A presidente Dilma Rousseff chegou ontem a Ufá,
capital do Bascortostão, na Rússia, onde se juntará aos chefes de governo da
Rússia, Índia, China e África do Sul para o sétimo encontro anual do Brics. A
cúpula de dois dias, em uma das mais belas regiões russas, nas encostas dos
Montes Urais, iniciou com um jantar típico oferecido aos líderes políticos.
Na agenda prioritária dos líderes está o acordo sobre o Novo Banco de
Desenvolvimento (NDB) ou Banco do Brics, que entrou em vigor na semana passada.
Eles vão discutir detalhes sobre o funcionamento da nova instituição, que terá
sede em Xangai, na China, e será presidida pelo banqueiro indiano K. V. Kamath,
tendo como vice o economista brasileiro Paulo Nogueira Batista Junior.
O banco, que começa a operar no ano que vem, terá capital inicial de US$ 50
bilhões, divididos em partes iguais entre os membros. Com ele, os
países-membros do Brics esperam reduzir o domínio do FMI e do Banco Mundial
sobre o sistema financeiro global e criar espaço para outras moedas, além do
dólar americano, no comércio internacional. A instituição financiará projetos
de infraestrutura nos países do Brics, mas as operações podem ser estendidas a
países em desenvolvimento que desejem fazer empréstimos.

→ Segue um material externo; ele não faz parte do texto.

PR #2170, opened 2019-08-22
Fix documentation boxes

xmatthias:
## Summary
Fix documentation boxes (and add a CI job checking they don't break again).

## Quick changelog

- Add job to fail when this syntax error appears (sample job: https://travis-ci.org/freqtrade/freqtrade/builds/575173244)
- Fix boxes

### DIFF
--- a/.travis.yml
+++ b/.travis.yml
@@ -34,7 +34,11 @@ jobs:
       - cp config.json.example config.json
       - freqtrade --datadir freqtrade/tests/testdata hyperopt -e 5
       name: hyperopt
-    - script: flake8 freqtrade scripts
+    - script:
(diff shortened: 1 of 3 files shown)


hroff-1902:
is it possible to add a job (or a check which is run after commit) which will compare the list of options (result of `-h`) in bot-usage.md with actual one after commit?

xmatthias:
> is it possible to add a job 

surely is - but i wouldn't know how - it's all in .travis.yml (however if it's more than a one-liner, i would add a script to `build_helpers`

I'm however not sure about the helpfullness of having this in the documentation - a list of all options with explanation would be better i think (better formated list than the one in configuration.md ...)

PR #3497, opened 2020-06-18
Analyze dataframe and keep it until the next analysis

xmatthias:
## Summary
This will revise how freqtrade analyzes pairs.
Current behaviour is that freqtrade only analyzes pairs if it's possible to buy / sell.

After this PR, all pairs in the whitelist will be analyzed at the start of the loop, and further code (like get_signal() will load this cached dataframe (including all indicators).

Now the main reason to make this change is supporting freqUI - a subsequent PR (should be ready by the time this is merged) will add an API endpoint to get full dataframes, for realtime plotting of the indicators (as calculated by the strategy).

#### Detailed reasoning

Current behaviour is that freqtrade only analyzes pairs if it's possible to buy / sell.

This means, without sell-signal enabled (relying on stoploss / roi only) - no open trade will ever have it's candles analyzed, nor will any pair be analyzed if all trade-slots (`max_open_trades`) are filled.
This creates a problem for certain users(reported on slack a while ago), as they'd like to track how many buys were skipped / missed, or do some other things which require the populate* methods to be ran every time, which wil be (implicitly) fixed by this PR.

To avoid issues where users only want to do something when a buy / sell is "really" due, i'm introducing the 2 new callbacks, `confirm_trade_entry()` and `confirm_trade_exit()` - which will allow cancelling buy / sells right before they're placed at the exchange.
Alternative uses can use this for additional logging / tracking...

Now to help with "pair-independent" things (like download CCI30 as reference) - this will also introduce the callback `bot_loop_start()` - which is called once every loop - before anything else (after downloading data, before analyzing pairs).

The new sequence is documented in `bot-basics.md` - so i suggest to start there to understand the flow.

## Quick changelog

* introduce `analyze()` - which runs at the start of the loop and analyzes all tradable pairs (pairs in whitelist + open trades)
* store analyzed data in dataprovider - have it accessible via `get_analyzed_dataframe()`.
* don't analyze in `get_signal()` - this should only return the get_signal
* introduce `/pair_history` API endpoint to have realtime access to the analyzed DataFrame
* introduce `bot_loop_start()` in the strategy interface - allowing to perform pair-agnostic tasks once per iteration
* introduce `confirm_trade_entry()` in the strategy interface - allowing to cancel a buy at the last moment before placing the order
* introduce `confirm_trade_exit()` in the strategy interface - allowing to cancel a sell order the last moment before placing the order
* Add "bot basics" section to the docs, explaining the basic flow of freqtrade


docs/bot-basics.md
```diff
@@ -0,0 +1,58 @@
+# Freqtrade basics
+
+This page will try to teach you some basic concepts on how freqtrade works and operates.
```
hroff-1902, line 3:
```suggestion
This page provides you some basic concepts on how Freqtrade works and operates.
```

docs/bot-basics.md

A criação do NDB ocorreu em julho do ano passado, na última reunião do Brics,
em Fortaleza, no Ceará. Na ocasião, também foi lançado o Arranjo Contingente de
Reservas (CRA na sigla em inglês) no valor de US$ 100 bilhões, dos quais US$ 41
bilhões virão da China. O Brasil, a Rússia e a Índia contribuirão com US$ 18
bilhões cada e a África do Sul aportará US$ 5 bilhões. A cúpula também servirá
para discutir ações de cooperação econômica e comercial entre os países do
bloco, englobando setores como energia e infraestrutura. O Brics representa um
quinto da economia mundial e 40% da população do planeta.
Os países do Brics não pretendem incluir a atual crise na Grécia como tema de
debates de sua cúpula que começa hoje. O subsecretário-geral do Itamaraty, José
Alfredo Graça Lima, assegurou que as turbulências envolvendo a Grécia e a União
Europeia não entraram na pauta das reuniões preparatórias e, em princípio, não
deverão ser citadas na declaração final do encontro.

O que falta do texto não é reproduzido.